The Structure of Tight Junctions in Mouse Submandibular Gland

Abstract

Salivary gland cells are joined by junctional complexes consisting of a tight junction (TJ), zonula adherens and one or more desmosomes. TJs regulate paracellular permeability, maintain separate apical and basolateral membrane domains, and serve as signaling centers. We examined TJs of mouse submandibular glands (SMG) in thin sections and freeze-fracture replicas. TJs between acinar cells and between intercalated duct cells had 2-6 parallel strands on the protoplasmic fracture face, with occasional branches, interconnections and free ends, and corresponding grooves on the extracellular face. Granular duct cell TJs had 2-30 strands, a depth of <or=0.5 microm, and occasional loops extending further basally. Where 3 or 4 cells met, the TJs extended basally <or=1 microm and consisted of 2 parallel boundary strands into which the apical strands inserted. Quantitative analyses showed significant differences in TJ complexity, measured by fractal geometry, and strand number of acinar compared to granular duct cells, and a greater number of strands in male compared to female granular ducts.

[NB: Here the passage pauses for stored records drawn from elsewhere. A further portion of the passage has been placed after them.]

PR #1211, opened 2024-08-08
Fix Memory Leak and Improve Error Handling in `find_interface_by_number` Function

RoseSecurity:
## What and Why

This pull request addresses a potential memory leak and improves error handling in the `find_interface_by_number` function within `tcpdump.c`. The issue was identified when the `pcap_findalldevs` or `pcap_findalldevs_ex` function call failed, leading to an early exit without freeing the allocated memory for the device list (`devlist`). This pull request ensures proper memory management by freeing resources before exiting the function on error.

### DIFF
--- a/tcpdump.c
+++ b/tcpdump.c
@@ -1164,12 +1164,12 @@ _U_
 #endif
         status = pcap_findalldevs(&devlist, ebuf);
         if (status < 0) {
-		      if (devlist != NULL) {
-			        pcap_freealldevs(devlist);
-		      }
-		      error("%s", ebuf);
-	        return NULL;
-      }
+  		      if (devlist != NULL) {
+	  		        pcap_freealldevs(devlist);
+		        }
+		        error("%s", ebuf);
+	          return NULL;
+        }
 
 	/*
 	 * Look for the devnum-th entry in the list of devices (1-based).
--- a/tcpdump.c
+++ b/tcpdump.c
@@ -1162,15 +1162,14 @@ _U_
 		free(host_url);
 	} else
 #endif
-      status = pcap_findalldevs(&devlist, ebuf);
-
-    if (status < 0) {
-		  if (devlist != NULL) {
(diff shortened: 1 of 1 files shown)


tcpdump.c
```diff
@@ -1162,17 +1162,27 @@ _U_
 		free(host_url);
 	} else
 #endif
-	status = pcap_findalldevs(&devlist, ebuf);
-	if (status < 0)
+    status = pcap_findalldevs(&devlist, ebuf);
```
guyharris, line 1165: Please don't change indentation.

RoseSecurity: I apologize, my linter took over for me on that one. I hope this is better!

tcpdump.c
```diff
@@ -1162,17 +1162,26 @@ _U_
 		free(host_url);
 	} else
 #endif
-	status = pcap_findalldevs(&devlist, ebuf);
-	if (status < 0)
-		error("%s", ebuf);
+        status = pcap_findalldevs(&devlist, ebuf);
+        if (status < 0) {
+  		      if (devlist != NULL) {
```
guyharris, line 1167: Still needs the indentation adjusted.

tcpdump.c
```diff
@@ -1162,17 +1162,26 @@ _U_
...
+	  		        pcap_freealldevs(devlist);
+		        }
+		        error("%s", ebuf);
+	          return NULL;
```
guyharris, line 1171: Note that `error()` never returns, so that `return` statement will never be executed.

tcpdump.c
guyharris: Also, note that if `pcap_findalldevs()` returns an error indication, `devlist` will be null.

guyharris:
Already fixed in the main branch in  11e8f0a2ecaf6e391ab412b1b23ece0ddac2dd0cand in the 4.99 branch in 830c52e09f41ac82a25a201bf1fd042395f6c8b4.

PR #1223, opened 2024-09-28
Fix '-tt' option printing when time > 2106-02-07T06:28:15Z

fxlb:
Currently the printing with '-tt' option (unix time) is incorrect.

Some examples:
1) test: time_2106_overflow-tt
0.000000 IP 192.168.1.11.43966 > 209.87.249.18.53: UDP, length 56
Should be:
4294967296.000000 IP 192.168.1.11.43966 > 209.87.249.18.53: UDP, length 56
2) test: time_2107-tt
28315904.000000 IP 192.168.1.11.43966 > 209.87.249.18.53: UDP, length 56
Should be:
4323283200.000000 IP 192.168.1.11.43966 > 209.87.249.18.53: UDP, length 56

Two build examples:
64-bit build: tv->tv_sec has type '__time_t' (aka 'long').
32-bit build with _TIME_BITS=64: tv->tv_sec has type '__time64_t'
  (aka 'long long').

Using 'unsigned' cast is incorrect for these 64-bit data.

Thus convert to 'int64_t' and print with '"%" PRId64'.

Add two test cases (existing pcapng printed with -tt).


guyharris:
> Thus convert to 'long long' and print with %lld.

Or convert to `int64_t` and print with `"%" `PRId64"`.

fxlb:
> Or convert to `int64_t` and print with `"%" PRId64`.

Yes! Updated.

PR #1249, opened 2024-12-01
Warn that options -A, -x[x] and -X[X] are mutually exclusive

fxlb:
[skip ci]


infrastation:
...and update the man page date in the same go?

PR #1250, opened 2024-12-07
Fix two undefined behaviors for the pcap_loop() call

fxlb:
Limit the --skip argument to INT_MAX.
Limit The sum of -c and --skip arguments to INT_MAX.

Fix the regression in 3eab64d3: The '--skip 0' option is allowed to get
the first packet in some loop e.g. in a shell script.

The errors were:

tcpdump.c:2696:8: runtime error: implicit conversion from type 'int' of
  value -1 (32-bit, signed) to type 'u_int' (aka 'unsigned int')
  changed the value to 4294967295 (32-bit, unsigned)
SUMMARY: UndefinedBehaviorSanitizer: undefined-behavior tcpdump.c:2696:8

tcpdump.c:2696:8: runtime error: implicit conversion from type 'u_int'
  (aka 'unsigned int') of value 4294967295 (32-bit, unsigned) to type
  'int' changed the value to -1 (32-bit, signed)
SUMMARY: UndefinedBehaviorSanitizer: undefined-behavior tcpdump.c:2696:8

### DIFF
--- a/tcpdump.c
+++ b/tcpdump.c
@@ -2056,7 +2056,7 @@ main(int argc, char **argv)
 
 		case OPTION_SKIP:
 			packets_skipped = parse_u_int("packet skip count",
-			    optarg, NULL, 1, UINT_MAX, 0);
+			    optarg, NULL, 0, INT_MAX, 0);
 			break;
 
 #ifdef HAVE_PCAP_SET_TSTAMP_PRECISION
@@ -2096,6 +2096,12 @@ main(int argc, char **argv)
 		warning("-A and -X[X] are mutually exclusive. -A ignored.");
 	if (ndo->ndo_xflag && ndo->ndo_Xflag)
 		warning("-x[x] and -X[X] are mutually exclusive. -x[x] ignored.");
+
+	if (cnt != -1)
+		if ((int)packets_skipped > (INT_MAX - cnt))
+			// cnt + (int)packets_skipped used in pcap_loop() call
+			error("Overflow (-c count) %d + (--skip count) %d", cnt,
+			      (int)packets_skipped);
 
 	if (Dflag)
 		show_devices_and_exit();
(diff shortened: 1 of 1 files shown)


guyharris:
> From: man pcap_loop "A value of -1 or 0 for cnt is equivalent to infinity"

Also from `man pcap_loop`:

```
BACKWARD COMPATIBILITY
       In libpcap versions before 1.5.0, the behavior when cnt was 0 was
       undefined; different platforms and devices behaved differently, so code
       that must work with these versions of libpcap should use -1, not 0, as
       the value of cnt.
```

In 1.5.0, I introduced the `PACKET_COUNT_IS_UNLIMITED()` and converted all the pcap-*.c files to use it, so that *any* value <= 0 is treated as "unlimited", but, before that, some pcap-*.c files were, as I remember, explicitly testing against -1. I think there may have been an email to the list reporting that issue (I can't find an obvious issue in GitHub for it).

guyharris:
The count argument to `pcap_loop()` is an `int`, so:

We should probably have the argument to `-c` and to `--skip` both be `uint64_t` values, defaulting to 0, and give an error if either are greater than `INT_MAX` or, if neither are greater than `INT_MAX`, their sum is greater than `INT_MAX`.

Then the argument to `pcap_loop()` would be:

- -1, if `--c` wasn't specified;
- the sum of the values of `-c` and `--skip``, otherwise.

tcpdump.c
```diff
@@ -2056,7 +2056,7 @@ main(int argc, char **argv)
 
 		case OPTION_SKIP:
 			packets_skipped = parse_u_int("packet skip count",
```
guyharris, line 2058: Maybe just make `packets_skipped` an `int`, and fetch it with `parse_int()`?

(And maybe rename it as `packets_to_skip`?)

guyharris: Yes, leave it as is for now.  In the long run, all counts should be unsigned and 64-bit, and the capture/read API should have callback routines that return a value, so they can report errors, do their own counting and say "the loop is done", etc..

Pilocarpine stimulation increased TJ strand number in female acinar cells, and increased complexity of male granular duct cell TJs. As the salivary gland water channel aquaporin 5 (AQP5) has been proposed to functionally interact with TJs to regulate salivary fluid composition, we also studied glands from AQP5 knock-out mice. In males lacking AQP5, granular duct TJs were more complex than those of wild-type mice, and exhibited more strands following pilocarpine stimulation. The results demonstrate specific gender, cell type and genetic differences in TJ structure and response to stimulation.